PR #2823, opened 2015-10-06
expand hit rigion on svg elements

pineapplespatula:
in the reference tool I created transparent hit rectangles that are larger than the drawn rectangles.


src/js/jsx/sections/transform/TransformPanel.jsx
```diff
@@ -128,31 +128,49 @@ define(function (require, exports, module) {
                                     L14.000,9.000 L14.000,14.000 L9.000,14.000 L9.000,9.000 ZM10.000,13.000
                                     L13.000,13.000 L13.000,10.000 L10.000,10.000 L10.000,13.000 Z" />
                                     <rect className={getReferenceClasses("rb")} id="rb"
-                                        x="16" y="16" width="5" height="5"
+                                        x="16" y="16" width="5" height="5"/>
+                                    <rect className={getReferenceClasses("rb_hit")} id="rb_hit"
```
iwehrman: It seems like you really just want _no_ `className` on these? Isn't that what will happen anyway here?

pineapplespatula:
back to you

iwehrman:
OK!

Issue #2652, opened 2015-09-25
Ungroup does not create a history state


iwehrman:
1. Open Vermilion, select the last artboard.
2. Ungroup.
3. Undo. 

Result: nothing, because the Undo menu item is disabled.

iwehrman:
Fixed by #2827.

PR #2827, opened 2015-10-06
——
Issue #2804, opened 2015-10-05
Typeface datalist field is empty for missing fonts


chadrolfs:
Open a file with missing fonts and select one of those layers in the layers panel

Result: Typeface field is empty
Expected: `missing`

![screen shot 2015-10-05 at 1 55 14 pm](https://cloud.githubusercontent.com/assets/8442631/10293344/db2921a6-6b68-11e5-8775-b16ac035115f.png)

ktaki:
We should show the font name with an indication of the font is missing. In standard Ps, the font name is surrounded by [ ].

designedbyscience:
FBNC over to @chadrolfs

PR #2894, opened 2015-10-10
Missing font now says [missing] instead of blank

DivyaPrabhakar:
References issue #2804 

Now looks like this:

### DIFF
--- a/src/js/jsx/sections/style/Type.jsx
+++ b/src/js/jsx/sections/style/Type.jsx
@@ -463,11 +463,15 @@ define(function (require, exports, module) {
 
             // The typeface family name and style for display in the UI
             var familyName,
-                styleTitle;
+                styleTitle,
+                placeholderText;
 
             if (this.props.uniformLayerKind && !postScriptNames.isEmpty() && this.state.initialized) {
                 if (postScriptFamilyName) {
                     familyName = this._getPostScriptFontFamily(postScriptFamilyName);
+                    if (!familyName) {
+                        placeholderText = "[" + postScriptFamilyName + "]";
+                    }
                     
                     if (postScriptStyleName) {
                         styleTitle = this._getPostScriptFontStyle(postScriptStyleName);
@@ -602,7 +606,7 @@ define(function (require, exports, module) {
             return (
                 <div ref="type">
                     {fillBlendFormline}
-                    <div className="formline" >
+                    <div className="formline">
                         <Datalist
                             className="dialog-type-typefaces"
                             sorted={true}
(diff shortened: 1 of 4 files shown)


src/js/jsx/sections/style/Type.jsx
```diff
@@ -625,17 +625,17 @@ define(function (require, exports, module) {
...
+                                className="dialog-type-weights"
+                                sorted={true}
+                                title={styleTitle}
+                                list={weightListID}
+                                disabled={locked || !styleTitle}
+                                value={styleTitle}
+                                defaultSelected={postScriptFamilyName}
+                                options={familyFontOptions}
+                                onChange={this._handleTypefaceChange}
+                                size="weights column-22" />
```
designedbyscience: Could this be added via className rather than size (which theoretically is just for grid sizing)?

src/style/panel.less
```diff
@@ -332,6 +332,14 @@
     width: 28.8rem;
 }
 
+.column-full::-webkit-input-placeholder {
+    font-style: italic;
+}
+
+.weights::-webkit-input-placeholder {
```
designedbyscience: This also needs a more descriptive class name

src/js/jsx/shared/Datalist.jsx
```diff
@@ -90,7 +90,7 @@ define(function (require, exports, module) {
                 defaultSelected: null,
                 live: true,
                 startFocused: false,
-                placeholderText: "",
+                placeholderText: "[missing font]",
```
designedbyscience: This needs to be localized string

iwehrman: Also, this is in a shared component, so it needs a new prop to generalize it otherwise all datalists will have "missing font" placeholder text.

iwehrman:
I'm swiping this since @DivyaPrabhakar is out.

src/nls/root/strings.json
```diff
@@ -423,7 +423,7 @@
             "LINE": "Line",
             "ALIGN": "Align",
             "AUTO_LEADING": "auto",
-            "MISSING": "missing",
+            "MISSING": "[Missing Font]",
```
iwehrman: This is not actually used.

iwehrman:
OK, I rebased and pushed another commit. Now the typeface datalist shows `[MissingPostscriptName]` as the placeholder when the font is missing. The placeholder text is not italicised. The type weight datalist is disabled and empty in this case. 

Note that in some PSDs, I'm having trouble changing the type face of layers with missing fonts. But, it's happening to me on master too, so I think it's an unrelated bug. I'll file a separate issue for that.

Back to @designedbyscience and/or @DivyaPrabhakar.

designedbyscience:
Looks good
——
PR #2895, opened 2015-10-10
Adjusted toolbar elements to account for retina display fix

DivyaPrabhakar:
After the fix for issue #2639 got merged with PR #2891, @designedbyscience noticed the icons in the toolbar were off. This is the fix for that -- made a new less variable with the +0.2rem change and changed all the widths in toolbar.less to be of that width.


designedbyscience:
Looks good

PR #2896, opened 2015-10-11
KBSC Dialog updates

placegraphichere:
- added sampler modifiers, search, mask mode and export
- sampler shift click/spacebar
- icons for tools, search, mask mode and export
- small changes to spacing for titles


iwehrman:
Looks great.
——
Prompt: Every line above with the string "postScriptFamilyName" in it needs to be copied.

Written answer:
                 if (postScriptFamilyName) {
                     familyName = this._getPostScriptFontFamily(postScriptFamilyName);
+                        placeholderText = "[" + postScriptFamilyName + "]";
+                                defaultSelected={postScriptFamilyName}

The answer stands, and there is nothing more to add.